A machine used by a small-scale gold miner. The waste is disposed directly into the river, Nanang Indra Kurniawan
Environmental agencies and non-governmental organisations have warned of the effects of mercury on human health, especially on the nervous, digestive and immune systems, but also on the lungs, kidneys, skin and eyes. Mercury may also pose a health risk to people who consume contaminated fish. As early as 2005, the Koran Tempo daily reported that 11 watersheds in Central Kalimantan had been polluted by mercury. According to researcher, Heriamariaty, 1563 machines dump 1.5 tons of mercury into the water every three months into the Kahayan River alone.
Dried river fish taken from the Katingan River, Nanang Indra Kurniawan
A fisherman pulls his net out of the water, Nanang Indra Kurniawan
The threat posed by soil erosion and water pollution is clear. Local people are traditionally highly dependent on rivers for agriculture, drinking water, ablutions and for other daily activities. They also use rivers as their main transportation route, and derive their livelihoods from the river through activities such as fishing.

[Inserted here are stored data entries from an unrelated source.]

Issue #735, opened 2024-04-11
The `noisemodel` keyword argument in ps.Model and `noise` keyword argument in ml.solve are Deprecated as of Pastas 1.5


raoulcollenteur:
This thread is used to explain users the change of deprecating the `noisemodel` in `ps.Model` and `noise` argument in `ml.solve` and `ml.initialize` methods. The error messages are linked to this issue, which is pinned at the top of the issue page.

# Changes to default behavior regarding noise models in pastas>=1.5

Noise models are no longer added to time series models by default. From Pastas 1.5
onwards we are forcing users to explicitly add a noise model to their time series model
should they want to use one.

> [!WARNING]  
> This means that if you are running old code with the new version of
Pastas and haven't specified anything with respect to the noise model in your code
(thereby relying on Pastas defaults) the _**result will change**_ !

## Contents

- [Remind me, what is a noise model?](https://github.com/pastas/pastas/issues/735#user-content-1)
- [Why are we changing the default in Pastas?](https://github.com/pastas/pastas/issues/735#user-content-2)
- [Overview of changes](https://github.com/pastas/pastas/issues/735#user-content-3)
- [Guide for updating to Pastas 1.5](https://github.com/pastas/pastas/issues/735#user-content-4)

<h2 id="1">Remind me, what is a noise model?</h2>

A noise model can be used to try to reduce the residuals (simulation minus
observations) to white noise. When the noise (the result after applying the noise model
to the residuals) meets the criteria of white noise, this means we can make certain
statistical inferences with our time series model. For example, when the noise meets
these criteria, the estimated parameter uncertainty is reliable and can be used to
quantify model uncertainty. For more information about the noise model, check out the 
following notebooks:

- [Diagnostic checking](https://pastas.readthedocs.io/latest/examples/diagnostic_checking.html)
- [Timestep analysis for reducing autocorrelation](https://pastas.readthedocs.io/latest/examples/timestep_analysis.html)
- [Uncertainty quantification](https://pastas.readthedocs.io/latest/examples/uncertainty.html)

<h2 id="2"> Why are we changing the default in Pastas?</h2>

There are several reasons:

 - A noise model is not always necessary in a time series model.
 - We want users to explicitly choose whether they want to use a noise model. This means an extra line of code is sometimes necessary, but this makes it much clearer what the modeler is doing.
 - There are other methods for estimating the uncertainty of the model parameters that
[...]

PR #1270, opened 2026-06-30
Update way to add model components

### LINKED ISSUE #977: Should `add_stressmodel` be removed?
Adding a stress model to a pastas model has always been a two-step approach: First create a stress model, then add it to the pastas model. The idea was that the same stress model (i.e., recharge) can be used for a multiple pastas models. The downside is that the stressmodel doesn't know what pastas model it is added to, which may create undesirable inputs. For example: if the stress model actually depends on the simulated head, or uses the observed head to set initial parameters, then the head needs to be specified for the stress model. I don't think that is what we want. Especially now that we are working on stress models with feedback loops (the simulated head depends on the head), this becomes undesirable. Besides, I wonder how often users create one stress model and then assign it to multiple pastas models. 

### Proposed usage
I propose to add a stress model to a pastas model upon creation. This means the first argument of a stress model is the pastas model to be added to (this is the same syntax as for, for example, a modflow model using flopy, or a tim analytic element model). 

This would obviously be a significant usage change, but would make the scripts shorter and, most importantly, prepare us for future enhancements of pastas that will contain feedback loops. I propose this change for Pastas 2.0.

raoulcollenteur:
# Short description

This PR changes the way the models are constructed, deprecating add_stressmodels, add_constant, add_transform, and add_noisemodel. The new way is similar to Flopy and Timflow, adding model as the first argument of the component that is added. The model is stored so noise, stressmodels, constant, transforms get access to the model. Internally the components are added to the model using _add_method. The former public add_methods are deprecated. 

A warning is thrown when the first argument is not model, pointing to the new behavior. 

Quite the change, but I kinda like it and I think it will be liked more after a while of getting used to it :)

- [x] closes issue #977 
- [x] is documented
- [x] type hints
- [x] tests added or expanded


raoulcollenteur:
I think this is ready for review. One thing I am not sure about is whether we want to use `model` or `ml` as the argument name, thoughts? 

I took me a while to get used to the new way, but I now think it is actually nice.

mbakker7:
Great to see this is moving forward. It will make it easier to make Pastas models and it will open new doors for future development. Stressmodels will know what model they are added to so they have access to the head series. Parameters can be stored with the stress models. Etc. Those new developments can all be added when Pastas 2.0 is out with these new changes.

mbakker7:
I started with the `pastas_modeling` notebook.
I first tried
```
ml = ps.Model(ho, name="first_model")
sm1 = ps.StressModel(stress=recharge, rfunc=ps.Gamma(), name="recharge", settings="prec")
```
And got the nice error
```
TypeError: StressModel.__init__() missing 1 required positional argument: 'model'
```
So I fixed that. Then it looked like
```
ml = ps.Model(ho, name="first_model")
sm1 = ps.StressModel(model=ml, stress=recharge, rfunc=ps.Gamma(), name="recharge", settings="prec")
ml.solve(tmin="1985", tmax="2010", solver=ps.solver.LeastSquares())
```
But now I get the error
```
TypeError: LeastSquares.__init__() missing 1 required positional argument: 'model'
```
I don't think that should be the case. But I tried it anyway
```
ml = ps.Model(ho, name="first_model")
sm1 = ps.StressModel(model=ml, stress=recharge, rfunc=ps.Gamma(), name="recharge", settings="prec")
ml.solve(tmin="1985", tmax="2010", solver=ps.solver.LeastSquares(model=ml))
```
But then I got a longer error message
```
TypeError: least_squares() got an unexpected keyword argument 'callback'
```
So it is not quite working correctly yet.
Maybe I have to update Scipy, but it doesn't work with `LmfitSolve` either. Why does a solver need a model instance anyway? Even if it would need it, then the model can pass it, as a syntax `ml.solve(..., solver=Solver(model=ml)` is odd as it passes `ml` twice.

raoulcollenteur:
Thanks for trying the new code, interesting finding with the solver, I can't reproduce it locally, which spicy version do you have?

Perhaps we should discuss if we want to add the solver in this new way as well or stick to the old method. I think for many solvers however we actually want to pass the model as an argument upon initialization. So another option would be to change to `solver` argument in ml.solve, which seems a bit pointless to me anyway by now... @martinvonk you have thoughts about how to add the solver?

mbakker7:
All right this works:
```
ml = ps.Model(oseries=ho, name="first_model")
sm1 = ps.StressModel(model=ml, stress=recharge, rfunc=ps.Gamma(), name="recharge", settings="prec")
ps.solver.LeastSquares(model=ml) # optional
ml.solve(tmin="1985", tmax="2010")
```
Installed:
```
Pastas     : 2.0.0
Python     : 3.13.14
Numpy      : 2.4.6
Pandas     : 3.0.3
Scipy      : 1.18.0
Matplotlib : 3.11.0
Numba      : 0.65.1
```

I get the `LeastSquares` error with
```
Pastas     : 2.0.0
Python     : 3.13.5
Numpy      : 2.1.3
Pandas     : 2.2.3
Scipy      : 1.15.3
Matplotlib : 3.10.0
Numba      : 0.61.0
```

raoulcollenteur:
I think the best option is to deprecate the `solver` argument in ml.solve now. That way we have one approach to add a solver which is most clear to users I think and most future-proof. 

The `callback` error was from spicy, it was added in 1.16 :) https://docs.scipy.org/doc/scipy-1.16.0/reference/generated/scipy.optimize.least_squares.html

mbakker7:
All right. Just changed the scipy requirements to at least 1.16

mbakker7:
So we want to deprecate setting the solver in `ml.solve` and I agree. 
We could make it still work with just `solver=ps.solver.LeastSquares()` rather than `solver=ps.solver.LeastSquares(model=ml)`. This means that the default model in the solver instances should be `None`. In the `Model.solve` function we must then check whether the solver has a model defined and if not, we define it there. This can all be removed when the deprecation warning runs out. It is a bit ugly, but otherwise there is no deprecation. 
The other option is to just implement this and throw an intelligent error when the `solver` keyword is used in `ml.solve`. I actually like that better. This is for 2.0 anyway.

raoulcollenteur:
Oke I made the final changes and I think the PR is ready for review now. To summarize:

- Model components are now added to the model by adding the model as the first argument (ie. ps.Stressmodel(ml..)
- A warning is given if the first argument is not a Model, pointing the user to the new code pattern
- `solver` is deprecated and solvers are added in the same pattern (like was already the case for some ie. mcmc).
- The old ml.add_methods will throw an error and point the user to the new pattern. I don't think there's a good way to allow both the old and new approach, so I think a hard cut is unfortunately necessary, but that is also why it is 2.0?
- Scripts get shorter now, and new possibilities arise as all model components have direct access to the mother model.

Looking forward to all your thoughts.

mbakker7:
This is really a nice change and an important step forward.

rubencalje:
I think this is a waste of our time, and of the current users of pastas that are used to the way model elements are added.

Besides, I do not understand why is is so hard to make this backward compatible. When a user does not add a model-class as the first argument of a stress model, we can show a warning. As soon as he calls `ml.add_stressmodel` the model should call a method like `_add_to_model` of the stress model, which otherwise would have been called by the `__init__` of the stress model.

mbakker7:
I understand this is a change for the users. But a good change: scripts are shorter. And no strange issues where certain stress models need a model and others don't.

martinvonk:
> Besides, I do not understand why is is so hard to make this backward compatible. When a user does not add a model-class as the first argument of a stress model, we can show a warning. As soon as he calls 'ml.add_stressmodel' the model should call a method like '_add_to_model' of the stress model, which otherwise would have been called by the 'init' of the stress model.

Can you elaborate a bit more on what this (path) would look like @rubencalje ? Am I correct that you're suggesting that: In 2.0 you would add the model keyword argument in StressModel.__init__? and then in 3.0 you would have a change where `model` is the first argument? 

I like this change in the sense that I think that it is necessary. I don't like that it is such a big breaking change. It reminds me of removing the noisemodel by default in 1.0. There we handled it by creating a big warning when importing pastas. Additionally we created a long-read issue #https://github.com/pastas/pastas/issues/735 to explain the change and the reasoning behind it. Maybe we should to that here as well.

rubencalje:
I would still add the `Model` argument as the first argument of StressModels, but use a decorator to make sure the code functions if the first argument is not a `Model` (and the user uses `add_stressmodel` to set the model later on). This decorator needs to intercept the arguments before the original `__init__` is called.

The basic idea is:

1. Inspect the first positional argument.
2. If it is a `Model`, call the wrapped function unchanged.
3. Otherwise, insert `None` as the first argument so that the remaining arguments shift one position.

For example:

```python
def optional_model_argument(func):
    @wraps(func)
    def wrapper(self, *args, **kwargs):
        if "model" in kwargs:
            return func(self, *args, **kwargs)

        if args and isinstance(args[0], Model):
            return func(self, *args, **kwargs)

        logger.warning("In Pastas 3.0, the first argument of a stressmodel has to be a pastas.Model, blablabla")
        return func(self, None, *args, **kwargs)

    return wrapper
```

Then

```python
class StressModel:

    @optional_model_argument
    def __init__(self, model, stress, rfunc, name=None):
        self.model = model
        ...
```

Both of these work:

```python
# New API
sm = StressModel(model, stress, rfunc)

# Old API
sm = StressModel(stress, rfunc)
```

mbakker7:
Could you explain what the real reason is that you want to be able to do both? Am I correct to interpret that you agree that removing the necessity to do `add_stressmodel` is nice, but you want to give the user some time to get used to it before we completely remove it? If so, then the user can also wait a bit with updating to 2.0 until he/she is comfortable with this new feature and then go to 2.0.

rubencalje:
`add_stressmodel` is a bit longer, but was logical all these years, and still is to a lot of users. I do not think this needs to be changed. If a stressmodel needs a model, we can check if the stressmodel was added to a Model or not. This does not require the basis syntax change that you propose.

But if you do want to change the syntax, I think you should first show a warning for a while, so users have time to see the warning before their scripts fail. Therefore, you need to be able to do both.

rubencalje:
I also think `add_stressmodel` is very clear about the action you are performing. It is also clear this can be undone with `del_stressmodel`.

martinvonk:
Just to be clear, you say:

> Both of these work:
> ```python
> # New API
> sm = StressModel(model, stress, rfunc)
> 
> # Old API
> sm = StressModel(stress, rfunc)
> ```

But would
```python
sm = StresssModel(stress=stress, rfunc=rfunc)
```
still raise an error because `model` is not provided? Or would you suggest making all keyword arguments in the `__init__` of the StressModels `None`?

rubencalje:
> Just to be clear, you say:
> 
> > Both of these work:
> > ```python
> > # New API
> > sm = StressModel(model, stress, rfunc)
> > 
> > # Old API
> > sm = StressModel(stress, rfunc)
> > ```
> 
> But would
> 
> ```python
> sm = StresssModel(stress=stress, rfunc=rfunc)
> ```
> 
> still raise an error because `model` is not provided? Or would you suggest making all keyword arguments in the `__init__` of the StressModels `None`?

`sm = StresssModel(stress=stress, rfunc=rfunc)` is equivalent to `sm = StressModel(stress, rfunc)`, so would also work. The current keyword arguments are not changed.

martinvonk:
> sm = StresssModel(stress=stress, rfunc=rfunc) is equivalent to sm = StressModel(stress, rfunc), so would also work. The current keyword arguments are not changed.

I see now, you catch this behavior in the decorator.

pastas/model.py
```diff
@@ -976,16 +979,16 @@ def solve(
...
-        elif self.solver is None:  # add scipy least_squares if no solver provided
+            msg = "solver argument is deprecated since Pastas 2.0. Please use ps.solver.LeastSquares(ml) pattern instead to add a solver."
+            logger.error(msg)
+            raise KeyError(msg)
+
+        # Add default solver if none is provided
+        if self.solver is None:  # add scipy least_squares if no solver provided
             logger.debug("Adding LeastSquares as default solver.")
-            self.add_solver(solver=LeastSquares())
+            self._add_solver(solver=LeastSquares(model=self))
```
rubencalje: So why not just `LeastSquares(model=self)`? That would work for stressmodels, but for solvers, we did not choose to implement it the same way (?), so we still do `self._add_solver(solver=LeastSquares(model=self))`, which feels a bit double, having to specify the model (`self`) twice.

Why is that? Just curious.

raoulcollenteur: Good point, that is unnecessary so we should change that.

rubencalje:
I made some small final changes, and I think it is ready now. The only thing that is still ugly is that the pastas Model of the Solver class is named `ml`. We set the attribute `model` now as well, but do not use it. I think we should use `model` everywhere in the solver class, and make `ml` a property with a depreation-warning. I can do it here, but we can do that in another PR as well.

raoulcollenteur:
> I made some small final changes, and I think it is ready now. The only thing that is still ugly is that the pastas Model of the Solver class is named `ml`. We set the attribute `model` now as well, but do not use it. I think we should use `model` everywhere in the solver class, and make `ml` a property with a depreation-warning. I can do it here, but we can do that in another PR as well.

Let's do this in this PR! I can do this later but if you're already on it that would also be good of course :)

raoulcollenteur:
I made all the changes and double-checked the old pattern still works on some other scripts. All seems good to go now and I'll merge this into Dev after the tests ran successfully :)

raoulcollenteur:
@rubencalje I need a review before I can merge? You have time?

rubencalje (approved):
I quickly looked at your latest addidtions, and they seemed to do exactly what we want. Great!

Local people still depend on the Kahayan River as a transportation route, Nanang Indra Kurniawan
Bathing in the Kahayan River, Nanang Indra Kurniawan
Neither the causes nor the impacts of environmental degradation in Kalimantan are purely local. National development policies and global market demands have each caused this degradation. Within Kalimantan, environmental problems threaten the local ecology and the welfare of locals. But their impact extends beyond Kalimantan's borders through the annual haze that reaches as far as Malaysia and Singapore, and the contribution of deforestation in Kalimantan to global climate change. According to a 2007 World Bank report, if deforestation, peatland degradation and forest fires are counted, Indonesia is also the third biggest emitter of the greenhouse gases blamed for global warming.
Poverty threatens local communities in Kalimantan, Nanang Indra Kurniawan
Reflecting the scale of the problem, local, national and global actors have established initiatives aimed at saving Kalimantan. Cooperation between these actors needs to be expanded. The Indonesian government can contribute by improving governance and law enforcement in the natural resource sector. Social and economic empowerment is also important, particularly for local communities who have been marginalised by development programs and suffer the consequences of environmental degradation. Saving Kalimantan’s future does not only mean saving the environment, but also improving the quality of life for its people. Efforts to promote environmental sustainability will work if local communities play an active part in the decision-making process, and derive cultural and economic benefits from the initiatives.
Nanang Indra Kurniawan (nanang.kurniawan@gmail.com) is a lecturer at Gadjah Mada University and a PhD Candidate at Victoria University, Melbourne. He conducted field research in Kalimantan between April 2012 and March 2013 on local environmental knowledge production.